> [DATASET EXTRACT]
PR #2677, opened 2024-05-14
[Add] Logging for each message of GPTAssistant

### LINKED ISSUE #2644: [Bug]: Response data not available in Sequential chats, except for the first response
### Describe the bug

After enabling the logging using:
logging_session_id = autogen.runtime_logging.start(config={"dbname": "execution_logs.db"})

we are only able to see the first response message,
image

rather than having a response for each chat message in request. [Gist](https://gist.github.com/krishnashed/7baeef33a14e79ce4be9eaddfe01cd74)

### Steps to reproduce

This is my code of Sequential chats:
https://gist.github.com/krishnashed/4ee198028895c0828158889a711b30f0

It creates a file called execution_logs.db

The response values for each message in request is missing, only the first response has a message. Also the cost calculation for entire groupchat is wrong.

### Model Used

_No response_

### Expected Behavior

_No response_

### Screenshots and logs

_No response_

### Additional Information

_No response_

krishnashed:
@IANTHEREAL @ekzhu 

It solves the logging issue with GPTAssistant Sequential chats, where only the last message of a sequential step was being logged, rather than logging each GPTAssistant Agent interaction.

## Related issue number

Closes #2644 

## Checks


krishnashed:
Added Fix to resolve #2697

krishnashed:
@ekzhu @WaelKarkoub this check is failing "ContribTests / RetrieveChatTest-Ubuntu (3.9) (pull_request)" any idea why ? and how do we fix it ?

autogen/agentchat/contrib/gpt_assistant_agent.py
```diff
@@ -213,6 +217,12 @@ def _invoke_assistant(
                 role=message["role"],
             )
 
+        self.client.create(
```
IANTHEREAL, line 220: I don't really understand the log related implement, but I would like to know if it will call openai completion function?

WaelKarkoub:
> @ekzhu @WaelKarkoub this check is failing "ContribTests / RetrieveChatTest-Ubuntu (3.9) (pull_request)" any idea why ? and how do we fix it ?

See if adding `--no-cache-dir` flag to the pip install in `.github/workflows/contrib-tests.yml` at L110 helps

krishnashed:
@sonichi @ekzhu @WaelKarkoub i ran the `pre-commit run --all-files` on my side, all the checks pass. But the workflows in github are failing, how do we fix them, and make all checks pass. Are these checks failing for other PRs as well ?

autogen/agentchat/contrib/gpt_assistant_agent.py
krishnashed: .create() calls the log_chat_completion() which is responsible only for logging data into sqlite DB.

its the self._get_run_response() which makes openai chat completions call

krishnashed:
image
image

These are the error messages found from failed checks, how do we fix them during workflow runs ?

Hk669 (dismissed):
lgtm.

autogen/agentchat/contrib/gpt_assistant_agent.py
Hk669: for the `GPTAssistantAgent` we use the `run` to get the responses from the assistant. i think calling the openai completion doesn't add up to the actual assistant logs.

Hk669 (changes requested):

jackgerrits:
Looks like this is dormant, if you want to pick this up again please feel free to reopen. Thanks!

> [TASK BRIEF] Gather from the entries above all lines that include the string "Sequential".

> [YOUR RESPONSE]
### LINKED ISSUE #2644: [Bug]: Response data not available in Sequential chats, except for the first response
This is my code of Sequential chats:
It solves the logging issue with GPTAssistant Sequential chats, where only the last message of a sequential step was being logged, rather than logging each GPTAssistant Agent interaction.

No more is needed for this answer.